# TASK ITEM:
Your task is to find every line of the data that holds the string "locally" and copy it.

# EXTRACTED INFORMATION:

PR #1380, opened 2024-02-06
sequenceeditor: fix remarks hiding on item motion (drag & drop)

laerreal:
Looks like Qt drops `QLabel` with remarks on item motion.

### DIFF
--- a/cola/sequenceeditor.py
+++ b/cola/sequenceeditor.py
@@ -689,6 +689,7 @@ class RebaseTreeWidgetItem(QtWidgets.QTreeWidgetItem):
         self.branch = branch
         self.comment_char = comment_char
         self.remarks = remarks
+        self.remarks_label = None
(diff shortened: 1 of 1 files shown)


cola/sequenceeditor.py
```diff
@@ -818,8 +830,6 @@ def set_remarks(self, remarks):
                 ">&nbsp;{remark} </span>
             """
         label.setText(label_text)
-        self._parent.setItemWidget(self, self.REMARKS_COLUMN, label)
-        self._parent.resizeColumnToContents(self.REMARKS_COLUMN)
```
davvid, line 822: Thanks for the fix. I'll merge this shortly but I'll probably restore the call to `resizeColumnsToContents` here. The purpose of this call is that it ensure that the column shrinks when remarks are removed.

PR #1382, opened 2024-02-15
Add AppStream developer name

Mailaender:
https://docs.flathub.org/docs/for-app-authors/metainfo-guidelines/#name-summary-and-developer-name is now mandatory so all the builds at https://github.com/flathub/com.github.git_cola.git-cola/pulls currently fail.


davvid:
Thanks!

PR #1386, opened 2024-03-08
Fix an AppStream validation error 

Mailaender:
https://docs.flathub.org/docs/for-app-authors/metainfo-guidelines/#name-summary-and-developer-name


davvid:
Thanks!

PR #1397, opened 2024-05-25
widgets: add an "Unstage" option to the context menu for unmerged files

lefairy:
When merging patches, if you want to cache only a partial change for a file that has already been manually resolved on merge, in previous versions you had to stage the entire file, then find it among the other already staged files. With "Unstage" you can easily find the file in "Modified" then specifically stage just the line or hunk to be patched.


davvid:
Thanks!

...

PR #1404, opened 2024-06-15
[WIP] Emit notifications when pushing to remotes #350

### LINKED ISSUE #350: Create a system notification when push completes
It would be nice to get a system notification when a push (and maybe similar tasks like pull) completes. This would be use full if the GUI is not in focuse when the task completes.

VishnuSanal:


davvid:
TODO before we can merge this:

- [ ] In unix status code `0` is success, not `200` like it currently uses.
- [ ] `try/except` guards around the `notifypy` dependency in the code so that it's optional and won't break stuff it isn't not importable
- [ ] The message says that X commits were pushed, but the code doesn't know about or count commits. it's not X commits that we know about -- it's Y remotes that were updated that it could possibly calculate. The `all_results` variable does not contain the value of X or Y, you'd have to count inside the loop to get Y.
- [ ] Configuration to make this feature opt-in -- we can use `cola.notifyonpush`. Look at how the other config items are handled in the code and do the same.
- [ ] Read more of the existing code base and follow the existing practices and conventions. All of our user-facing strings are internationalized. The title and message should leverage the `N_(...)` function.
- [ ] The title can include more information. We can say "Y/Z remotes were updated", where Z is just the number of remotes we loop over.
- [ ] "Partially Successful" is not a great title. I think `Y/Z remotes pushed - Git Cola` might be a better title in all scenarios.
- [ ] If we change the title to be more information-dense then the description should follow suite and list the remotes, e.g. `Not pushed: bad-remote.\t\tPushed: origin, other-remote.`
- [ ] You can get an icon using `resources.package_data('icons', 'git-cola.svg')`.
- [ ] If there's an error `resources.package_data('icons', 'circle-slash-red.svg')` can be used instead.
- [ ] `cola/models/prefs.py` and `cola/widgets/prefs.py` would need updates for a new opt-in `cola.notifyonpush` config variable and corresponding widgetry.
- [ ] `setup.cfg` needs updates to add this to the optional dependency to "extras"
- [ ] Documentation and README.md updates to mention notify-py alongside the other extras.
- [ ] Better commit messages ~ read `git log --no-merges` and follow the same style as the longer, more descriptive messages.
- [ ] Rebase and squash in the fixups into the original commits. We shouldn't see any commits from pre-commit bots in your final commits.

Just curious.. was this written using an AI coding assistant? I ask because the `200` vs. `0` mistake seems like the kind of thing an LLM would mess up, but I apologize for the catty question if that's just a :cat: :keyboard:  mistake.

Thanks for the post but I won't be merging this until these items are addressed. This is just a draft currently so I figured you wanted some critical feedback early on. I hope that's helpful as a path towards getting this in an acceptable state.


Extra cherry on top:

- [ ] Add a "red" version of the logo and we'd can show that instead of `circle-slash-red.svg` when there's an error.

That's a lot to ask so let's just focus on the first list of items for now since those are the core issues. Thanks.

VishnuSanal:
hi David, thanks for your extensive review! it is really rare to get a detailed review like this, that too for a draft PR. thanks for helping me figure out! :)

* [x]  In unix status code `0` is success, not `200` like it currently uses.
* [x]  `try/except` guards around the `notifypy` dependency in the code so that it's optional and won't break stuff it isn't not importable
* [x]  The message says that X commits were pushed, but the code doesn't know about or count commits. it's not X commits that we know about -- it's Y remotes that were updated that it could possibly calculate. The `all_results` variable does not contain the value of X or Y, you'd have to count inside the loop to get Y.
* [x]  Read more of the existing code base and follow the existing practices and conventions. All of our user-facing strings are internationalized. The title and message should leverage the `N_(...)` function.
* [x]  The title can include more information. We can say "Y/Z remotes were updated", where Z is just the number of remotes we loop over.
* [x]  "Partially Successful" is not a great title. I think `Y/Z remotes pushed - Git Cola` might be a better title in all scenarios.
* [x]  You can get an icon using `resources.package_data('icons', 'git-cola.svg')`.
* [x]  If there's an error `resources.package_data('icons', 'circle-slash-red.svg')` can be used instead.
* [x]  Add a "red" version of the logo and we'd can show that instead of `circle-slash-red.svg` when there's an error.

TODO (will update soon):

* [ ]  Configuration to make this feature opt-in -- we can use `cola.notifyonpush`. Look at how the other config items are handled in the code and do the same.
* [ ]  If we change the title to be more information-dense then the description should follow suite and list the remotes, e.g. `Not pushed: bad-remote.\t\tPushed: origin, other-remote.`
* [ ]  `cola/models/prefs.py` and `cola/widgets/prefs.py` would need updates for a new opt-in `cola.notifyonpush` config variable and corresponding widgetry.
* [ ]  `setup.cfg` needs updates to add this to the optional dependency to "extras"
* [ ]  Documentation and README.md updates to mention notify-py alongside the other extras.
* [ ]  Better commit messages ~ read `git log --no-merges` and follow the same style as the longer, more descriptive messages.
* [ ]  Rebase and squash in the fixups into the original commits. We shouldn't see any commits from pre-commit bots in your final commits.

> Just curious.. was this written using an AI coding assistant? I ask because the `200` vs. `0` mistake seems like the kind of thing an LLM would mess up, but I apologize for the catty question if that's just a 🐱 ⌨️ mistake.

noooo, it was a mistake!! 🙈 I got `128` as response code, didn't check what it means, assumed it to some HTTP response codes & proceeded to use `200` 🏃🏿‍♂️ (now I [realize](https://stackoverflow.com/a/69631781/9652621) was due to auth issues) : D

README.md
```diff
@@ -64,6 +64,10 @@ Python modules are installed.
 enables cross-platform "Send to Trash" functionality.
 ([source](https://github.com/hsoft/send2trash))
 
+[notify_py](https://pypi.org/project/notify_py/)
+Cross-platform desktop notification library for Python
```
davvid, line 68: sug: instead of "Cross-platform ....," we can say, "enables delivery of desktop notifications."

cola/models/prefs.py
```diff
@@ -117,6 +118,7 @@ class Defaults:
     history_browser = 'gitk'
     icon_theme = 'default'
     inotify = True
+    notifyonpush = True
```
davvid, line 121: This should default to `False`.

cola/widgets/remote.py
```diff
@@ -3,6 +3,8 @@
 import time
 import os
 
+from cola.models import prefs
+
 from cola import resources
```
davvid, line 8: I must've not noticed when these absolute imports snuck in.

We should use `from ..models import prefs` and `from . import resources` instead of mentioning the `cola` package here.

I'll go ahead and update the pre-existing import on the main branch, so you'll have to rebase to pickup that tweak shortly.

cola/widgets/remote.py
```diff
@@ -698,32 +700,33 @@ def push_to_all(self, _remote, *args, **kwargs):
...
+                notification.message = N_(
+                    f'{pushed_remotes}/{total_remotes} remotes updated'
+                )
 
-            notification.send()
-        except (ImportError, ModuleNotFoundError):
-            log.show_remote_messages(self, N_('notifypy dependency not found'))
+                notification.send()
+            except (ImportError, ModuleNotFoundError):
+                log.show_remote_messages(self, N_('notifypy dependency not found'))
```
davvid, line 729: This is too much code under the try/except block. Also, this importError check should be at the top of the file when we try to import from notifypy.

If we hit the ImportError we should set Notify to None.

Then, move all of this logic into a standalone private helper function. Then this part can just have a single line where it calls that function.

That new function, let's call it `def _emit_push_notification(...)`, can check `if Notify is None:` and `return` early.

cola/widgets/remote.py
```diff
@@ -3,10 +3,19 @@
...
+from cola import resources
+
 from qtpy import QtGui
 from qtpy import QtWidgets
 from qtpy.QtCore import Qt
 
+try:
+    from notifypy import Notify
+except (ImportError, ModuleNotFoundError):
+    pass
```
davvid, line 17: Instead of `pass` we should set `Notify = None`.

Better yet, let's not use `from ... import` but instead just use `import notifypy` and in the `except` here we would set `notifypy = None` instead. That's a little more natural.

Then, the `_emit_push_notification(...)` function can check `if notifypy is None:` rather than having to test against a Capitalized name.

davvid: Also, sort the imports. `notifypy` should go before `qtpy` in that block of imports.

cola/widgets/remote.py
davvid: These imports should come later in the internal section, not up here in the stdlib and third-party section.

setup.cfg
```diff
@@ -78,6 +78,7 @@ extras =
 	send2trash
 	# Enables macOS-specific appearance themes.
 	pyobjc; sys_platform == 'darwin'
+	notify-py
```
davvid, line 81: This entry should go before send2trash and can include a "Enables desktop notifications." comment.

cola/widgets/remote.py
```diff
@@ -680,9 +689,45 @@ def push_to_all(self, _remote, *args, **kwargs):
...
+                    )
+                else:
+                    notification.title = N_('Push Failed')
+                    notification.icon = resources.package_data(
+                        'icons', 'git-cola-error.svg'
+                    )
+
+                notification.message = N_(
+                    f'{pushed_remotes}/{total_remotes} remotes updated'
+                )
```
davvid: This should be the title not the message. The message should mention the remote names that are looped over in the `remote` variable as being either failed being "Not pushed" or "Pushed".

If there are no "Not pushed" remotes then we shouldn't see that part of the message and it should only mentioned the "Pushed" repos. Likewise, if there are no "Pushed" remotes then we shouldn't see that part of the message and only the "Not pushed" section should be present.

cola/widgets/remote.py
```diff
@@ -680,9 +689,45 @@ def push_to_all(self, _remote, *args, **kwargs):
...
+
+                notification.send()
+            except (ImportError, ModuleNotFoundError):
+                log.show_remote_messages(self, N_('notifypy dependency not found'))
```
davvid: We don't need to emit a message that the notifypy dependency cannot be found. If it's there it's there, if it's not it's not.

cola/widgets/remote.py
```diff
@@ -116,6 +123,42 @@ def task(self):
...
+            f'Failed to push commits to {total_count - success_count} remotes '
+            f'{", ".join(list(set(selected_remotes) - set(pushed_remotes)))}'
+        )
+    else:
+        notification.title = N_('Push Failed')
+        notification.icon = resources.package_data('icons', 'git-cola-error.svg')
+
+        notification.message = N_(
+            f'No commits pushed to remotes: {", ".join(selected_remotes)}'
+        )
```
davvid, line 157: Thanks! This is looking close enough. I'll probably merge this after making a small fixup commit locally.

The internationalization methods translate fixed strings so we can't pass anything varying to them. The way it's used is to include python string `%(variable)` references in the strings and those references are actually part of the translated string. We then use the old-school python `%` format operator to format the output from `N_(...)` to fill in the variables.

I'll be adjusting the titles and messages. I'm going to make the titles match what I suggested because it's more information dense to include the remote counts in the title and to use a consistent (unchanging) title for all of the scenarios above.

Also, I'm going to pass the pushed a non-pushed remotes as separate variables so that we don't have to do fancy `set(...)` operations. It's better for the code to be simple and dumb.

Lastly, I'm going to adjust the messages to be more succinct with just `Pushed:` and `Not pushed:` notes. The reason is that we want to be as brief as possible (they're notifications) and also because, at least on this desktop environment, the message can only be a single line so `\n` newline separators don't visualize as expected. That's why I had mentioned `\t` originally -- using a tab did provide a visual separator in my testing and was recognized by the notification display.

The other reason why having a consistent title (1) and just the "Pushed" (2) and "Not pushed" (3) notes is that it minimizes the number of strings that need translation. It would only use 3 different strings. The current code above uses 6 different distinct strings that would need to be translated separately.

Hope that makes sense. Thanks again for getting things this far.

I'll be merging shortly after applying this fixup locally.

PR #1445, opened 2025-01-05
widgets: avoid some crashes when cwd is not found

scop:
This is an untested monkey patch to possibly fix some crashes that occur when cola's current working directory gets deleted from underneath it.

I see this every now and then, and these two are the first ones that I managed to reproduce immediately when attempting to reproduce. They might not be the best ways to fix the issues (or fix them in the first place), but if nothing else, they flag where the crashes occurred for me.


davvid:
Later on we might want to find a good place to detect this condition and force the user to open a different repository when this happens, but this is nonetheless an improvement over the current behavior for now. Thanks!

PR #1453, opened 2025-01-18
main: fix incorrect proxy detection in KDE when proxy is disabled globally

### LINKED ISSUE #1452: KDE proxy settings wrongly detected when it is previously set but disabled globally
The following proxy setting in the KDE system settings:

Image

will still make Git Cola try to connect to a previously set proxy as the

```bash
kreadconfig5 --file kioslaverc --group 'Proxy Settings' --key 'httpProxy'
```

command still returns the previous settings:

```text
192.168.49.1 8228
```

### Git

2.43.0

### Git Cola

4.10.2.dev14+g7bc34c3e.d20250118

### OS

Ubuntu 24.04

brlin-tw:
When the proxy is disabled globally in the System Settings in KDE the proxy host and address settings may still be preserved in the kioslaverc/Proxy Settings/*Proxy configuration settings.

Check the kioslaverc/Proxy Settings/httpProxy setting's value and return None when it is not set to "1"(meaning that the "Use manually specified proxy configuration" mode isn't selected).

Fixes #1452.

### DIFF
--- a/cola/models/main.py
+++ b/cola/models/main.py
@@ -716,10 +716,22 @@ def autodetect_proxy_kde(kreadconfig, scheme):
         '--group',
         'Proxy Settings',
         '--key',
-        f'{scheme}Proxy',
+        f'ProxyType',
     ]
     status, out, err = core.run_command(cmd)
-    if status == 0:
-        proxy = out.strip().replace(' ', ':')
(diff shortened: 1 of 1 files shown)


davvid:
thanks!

# SOLUTION FOR THIS PROBLEM:
davvid, line 157: Thanks! This is looking close enough. I'll probably merge this after making a small fixup commit locally.
I'll be merging shortly after applying this fixup locally.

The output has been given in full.